# 1. Introduction

An AVL Tree (named after its inventors Adelson-Velsky and Landis) is a self-balancing binary search tree where the difference between heights of left and right subtrees cannot be more than one for all nodes. This ensures that the tree remains approximately balanced, leading to O(log n) search times.

# 2. Implementation Steps

1. Define a Node class with attributes value, left, right, and height.

2. Initialize an AVLTree class with a root node.

3. Implement the insert method to add nodes and ensure the tree remains balanced.

4. Implement rotation methods (rightRotate, leftRotate, leftRightRotate, rightLeftRotate) to balance the tree when required.

5. Implement a display method to print the tree in an in-order traversal.
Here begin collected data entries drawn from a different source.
PR #343, opened 2021-01-11
Fixes issue with PygletTextView

jerekshoe:
## Purpose
Fixes an issue created in #340 pyglet/window/cocoa/\_\_init\_\_.py (L50). This PR should allow the window to function properly again in macOS

### DIFF
--- a/pyglet/window/cocoa/pyglet_view.py
+++ b/pyglet/window/cocoa/pyglet_view.py
@@ -36,6 +36,7 @@ from pyglet.window import key, mouse
 from pyglet.libs.darwin.quartzkey import keymap, charmap
 
 from pyglet.libs.darwin import cocoapy
+from .pyglet_textview import PygletTextView
 
 
 NSTrackingArea = cocoapy.ObjCClass('NSTrackingArea')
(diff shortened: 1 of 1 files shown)


pyglet/window/cocoa/pyglet_view.py
```diff
@@ -117,7 +118,6 @@ def initWithFrame_cocoaWindow_(self, frame, window):
         # "Option-e", "e" if the protocol isn't implemented.  So the easiest
         # thing to do is to subclass NSTextView which *does* implement the
         # protocol and let it handle text input.
-        PygletTextView = cocoapy.ObjCClass('PygletTextView')
```
jerekshoe, line 120: I'm not entirely sure if this is correct or not. Originally PygletTextView was being imported in pyglet/window/cocoa/__init.py__. Let me know if there is a better way to handle this

benmoran56: I don't see an issue with this as long as it works.
It doesn't actually seem to be used in `__init__.py` after the import, so I'm not sure why it was being imported there.

jerekshoe: This should be good to go then

benmoran56 (approved):
Thanks!

PR #351, opened 2021-02-06
Arc Refactoring

kozbot:
Changed so Arc by default is open, and segments is the number of segments along the arc path.  Added closed argument to draw chord if true.  Added rotation which equates to the angular offset to the start point.

image


benmoran56 (approved):
Thanks for this! 
I'll make some small tweaks after merging it it.

PR #353, opened 2021-02-07
New gengl module using opengl-registry

einarf:
We now generate two modules:
* `gl.py` containing 4.6 core enums and functions
* `gl_compat.py` containing 4.6 compatibility enums and functions

We use the core version by default and users can opt in to compatibility mode by using `gl_compat` instead. Using compatibility mode will cause issues on certain platforms and drivers where only core is available.


einarf:
I kept the old `gengl.py` around because the new one doesn't generate `glx`, `agl` or `wgl` etc. It only generates `gl` and `gl_compat`

einarf:
TODO:
- [ ] Update docs
- [ ] Put requirements somwhere (opengl-registry)
- [ ] Remove old gl modules

einarf:
I think this is ready to merge now unless you find something. It worked fawlessly on MacOS.

benmoran56:
Just cloned your branch, and it seems to work fine on my Linux machine as well. Great work! 
I'm going to give the code a quick manual review, then merge it in.

einarf:
I think `gengl.py` is not as smooth as it can be, but at least it's not horrible.

benmoran56 (approved):

PR #359, opened 2021-02-19
Optional DirectWrite font renderer

caffeinepills:
I posted a while ago looking for feedback on fonts, and I have done some implementation create a DirectWrite as an alternative and updated font renderer for Windows . I have been sitting on it for a while, but most of the implementation and testing are done, but now am looking for any one willing to test their fonts and give feedback. Maybe an extra set of eyes on anything missed, discussion on the changes, or adjustments to improve things.

For now, I have created a separate pyglet option for enabling this (Windows 7+ only). This option is called "advanced_font_features". (See examples/text/advanced_font.py). This will force your pyglet to use the new font renderer. 

I made this because some fonts may have a lot of features that we simply don't take advantage of, and can lead to cut off, missing, or just ugly looking results without them.

Below is a list of some of the features it takes advantage of.

Pros
- Able to specify more font options such as stretching and different font weights (bold, black, light, semilight, etc)
- Supports OpenType features such as kerning, substitutions, alternates, swashes, and more. (some features are Windows 10 creators+)
- Expanded Unicode icons such as emoticons or icons.
- Supports colored glyphs such as colored emoticons or icons. (Windows 8.1+)
- Optional render to a single texture.
- More anti-alias rendering options such as ClearType, Greyscale, or none can be specified.
- Will now give you an error if your custom font name was not found in the collection instead of silently ignoring it and choosing the default font. 

Cons
- Rendering performance is much slower on initial glyph rendering. Speed is closer to GDI once glyphs are cached.
	Some performance examples rendering two labels, initially and then again to show cached performance:

```
	DirectWrite:
	LABEL ONE. LENGTH: 14 TIME: 0.14654
	LABEL ONE. LENGTH: 14 TIME: 0.0033509000000000455
	LABEL TWO. LENGTH: 911 TIME: 0.4112479
	LABEL TWO. LENGTH: 911 TIME: 0.2442897999999999

	GDI:
	LABEL ONE. LENGTH: 14 TIME: 0.04658639999999997
	LABEL ONE. LENGTH: 14 TIME: 0.0021353000000000066
	LABEL TWO. LENGTH: 911 TIME: 0.31095700000000004
	LABEL TWO. LENGTH: 911 TIME: 0.30949589999999993
```
- Bidirectional fonts not supported (possibly supported on render to texture, but untested) 

Limitations:
- Some options are version specific to Windows. 
- Color glyphs adhere to the color of the text. There isn't an intuitive way to omit certain glyphs from being colored.
image

Here is a comparison (DirectWrite left, GDI Right) using the Segoe UI and Arial font with various types.
image

Here is an example of the Zapfino font, which has a lot of large characters, kerning, and some substitution. Looks much more correct with DirectWrite.
image


benmoran56:
Thanks for this. It all looks pretty good. I should be able to merge it in soon, and then confirm on my local box.

benmoran56 (approved):
Looks good to me!

PR #366, opened 2021-03-26
DirectWrite fixes

caffeinepills:
Support for glyph offsets which fixes issues with diacritics and other special characters not being rendered.
Fix for advance cache being shared among instances and a crash. This should solve some spacing issues as well.
Fixes some LSB issue and storing LSB in glyph.
Fixes a crash when using render to image.


benmoran56 (approved):

benmoran56:
Thanks, and sorry for the delay!

PR #376, opened 2021-04-20
BUG: Pad buffers for FFmpeg

### LINKED ISSUE #222: BUG: Simple video example does not work
Based on `git bisect`, 6a409810cdb32bd1d73bd9b4aa3234c50372709d broke this minimal video example: it fails (black screen) on that commit but passes (plays video) on its parent 27ed0d9893372740cddccfee7d39f06c3d88638e. This example code uses [this video file](https://github.com/LABSN/expyfun-data/blob/master/video/example-video.mp4) but I imagine it would work for any:

```
import os
import pyglet

path = os.path.dirname(__file__) + '/example-video.mp4'
window= pyglet.window.Window()
MediaLoad = pyglet.media.load(path)

player.queue(MediaLoad)
player.play()


@window.event
def on_draw():
        player.get_texture().blit(50,50)
    else:
        raise SystemExit(0)


pyglet.app.run()
```
The code seems to have diverged quite a bit so `git revert` does not work. But selective `git checkout` from the parent shows it was the changes to the `window` code -- adding this before `pyglet.app.run()` causes things to work again on 6a409810cdb32bd1d73bd9b4aa3234c50372709d:
```
@window.event
def on_resize(width, height):
    from pyglet import gl
    gl.glMatrixMode(gl.GL_PROJECTION)
    gl.glLoadIdentity()
    gl.glOrtho(0, width, 0, height, -1, 1)
    gl.glMatrixMode(gl.GL_MODELVIEW)
```
But on `master` this is an OpenGL error. Any ideas how to fix this properly?

larsoner:
Closes #222

### DIFF
--- a/pyglet/media/codecs/ffmpeg.py
+++ b/pyglet/media/codecs/ffmpeg.py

# 3. Implementation in Ruby Programming

``````class Node
attr_accessor :value, :left, :right, :height
def initialize(value)
@value = value
@left = nil
@right = nil
@height = 1
end
end
class AVLTree
def initialize
@root = nil
end
# Insert value into the AVL tree
def insert(value)
@root = insert_recursive(@root, value)
end
# Display AVL tree in in-order traversal
def display
display_recursive(@root)
end
private
def height(node)
return 0 if node.nil?
node.height
end
def balance_factor(node)
return 0 if node.nil?
height(node.left) - height(node.right)
end
def rightRotate(y)
x = y.left
T3 = x.right
x.right = y
y.left = T3
y.height = [height(y.left), height(y.right)].max + 1
x.height = [height(x.left), height(x.right)].max + 1
x
end
def leftRotate(x)
y = x.right
T2 = y.left
y.left = x
x.right = T2
x.height = [height(x.left), height(x.right)].max + 1
y.height = [height(y.left), height(y.right)].max + 1
y
end
def insert_recursive(node, value)
return Node.new(value) if node.nil?
if value < node.value
node.left = insert_recursive(node.left, value)
elsif value > node.value
node.right = insert_recursive(node.right, value)
else
return node
end
node.height = 1 + [height(node.left), height(node.right)].max
balance = balance_factor(node)
if balance > 1
if value < node.left.value
return rightRotate(node)
else
node.left = leftRotate(node.left)
return rightRotate(node)
end
end
if balance < -1
if value > node.right.value
return leftRotate(node)
else
node.right = rightRotate(node.right)
return leftRotate(node)
end
end
node
end
def display_recursive(node)
return if node.nil?
display_recursive(node.left)
puts node.value
display_recursive(node.right)
end
end
# Client code
avl_tree = AVLTree.new
[10, 20, 30, 40, 50, 25].each { |i| avl_tree.insert(i) }
puts "In-order traversal of AVL tree:"
avl_tree.display
``````

### Output:

```In-order traversal of AVL tree:
10
20
25
30
40
50
```

### Explanation:

1. The Node class represents each element in the AVL tree. Each node has a value, left and right child, and a height.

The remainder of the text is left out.